TASK GOAL: Repeat nothing but the lines below running from the one containing "PR #2325, opened 2022-06-30" to the one containing "some $i in key('idrefs', @xml:id)". Keep both end lines.

--- SOURCE MATERIAL Enclosed Below ---

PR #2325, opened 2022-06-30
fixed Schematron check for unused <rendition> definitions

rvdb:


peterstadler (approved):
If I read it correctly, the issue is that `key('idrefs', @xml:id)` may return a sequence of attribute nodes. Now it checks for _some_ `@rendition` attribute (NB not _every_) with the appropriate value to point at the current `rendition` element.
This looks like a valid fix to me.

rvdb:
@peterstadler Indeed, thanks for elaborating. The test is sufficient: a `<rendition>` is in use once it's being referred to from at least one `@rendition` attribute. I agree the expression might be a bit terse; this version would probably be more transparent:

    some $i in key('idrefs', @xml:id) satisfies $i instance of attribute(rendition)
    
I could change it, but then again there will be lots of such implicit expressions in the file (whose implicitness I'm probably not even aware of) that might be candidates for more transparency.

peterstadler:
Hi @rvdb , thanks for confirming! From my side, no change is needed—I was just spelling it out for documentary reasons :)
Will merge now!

--- End of Enclosed SOURCE MATERIAL ---
--- SOURCE MATERIAL Enclosed Below ---

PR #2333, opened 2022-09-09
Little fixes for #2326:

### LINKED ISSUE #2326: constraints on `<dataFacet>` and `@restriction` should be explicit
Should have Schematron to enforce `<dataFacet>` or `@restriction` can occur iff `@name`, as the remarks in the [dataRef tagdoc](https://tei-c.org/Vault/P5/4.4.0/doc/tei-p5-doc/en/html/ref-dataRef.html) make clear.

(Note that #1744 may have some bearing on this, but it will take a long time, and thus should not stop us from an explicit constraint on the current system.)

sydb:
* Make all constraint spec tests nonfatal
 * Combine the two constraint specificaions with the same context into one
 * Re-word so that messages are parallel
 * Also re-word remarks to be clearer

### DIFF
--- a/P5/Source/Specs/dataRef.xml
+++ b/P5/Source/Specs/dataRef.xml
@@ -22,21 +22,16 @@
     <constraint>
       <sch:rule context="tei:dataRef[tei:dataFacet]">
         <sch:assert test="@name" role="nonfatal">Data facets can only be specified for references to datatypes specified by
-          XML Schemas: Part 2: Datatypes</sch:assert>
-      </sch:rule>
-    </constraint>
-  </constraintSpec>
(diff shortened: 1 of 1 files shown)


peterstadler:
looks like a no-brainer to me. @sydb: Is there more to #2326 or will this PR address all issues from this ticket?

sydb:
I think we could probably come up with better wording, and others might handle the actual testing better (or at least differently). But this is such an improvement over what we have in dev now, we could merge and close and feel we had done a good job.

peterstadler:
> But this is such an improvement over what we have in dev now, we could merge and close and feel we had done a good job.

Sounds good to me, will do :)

--- End of Enclosed SOURCE MATERIAL ---

RESPONSE TO THIS EXERCISE:
PR #2325, opened 2022-06-30
fixed Schematron check for unused <rendition> definitions

rvdb:


peterstadler (approved):
If I read it correctly, the issue is that `key('idrefs', @xml:id)` may return a sequence of attribute nodes. Now it checks for _some_ `@rendition` attribute (NB not _every_) with the appropriate value to point at the current `rendition` element.
This looks like a valid fix to me.

rvdb:
@peterstadler Indeed, thanks for elaborating. The test is sufficient: a `<rendition>` is in use once it's being referred to from at least one `@rendition` attribute. I agree the expression might be a bit terse; this version would probably be more transparent:

    some $i in key('idrefs', @xml:id) satisfies $i instance of attribute(rendition)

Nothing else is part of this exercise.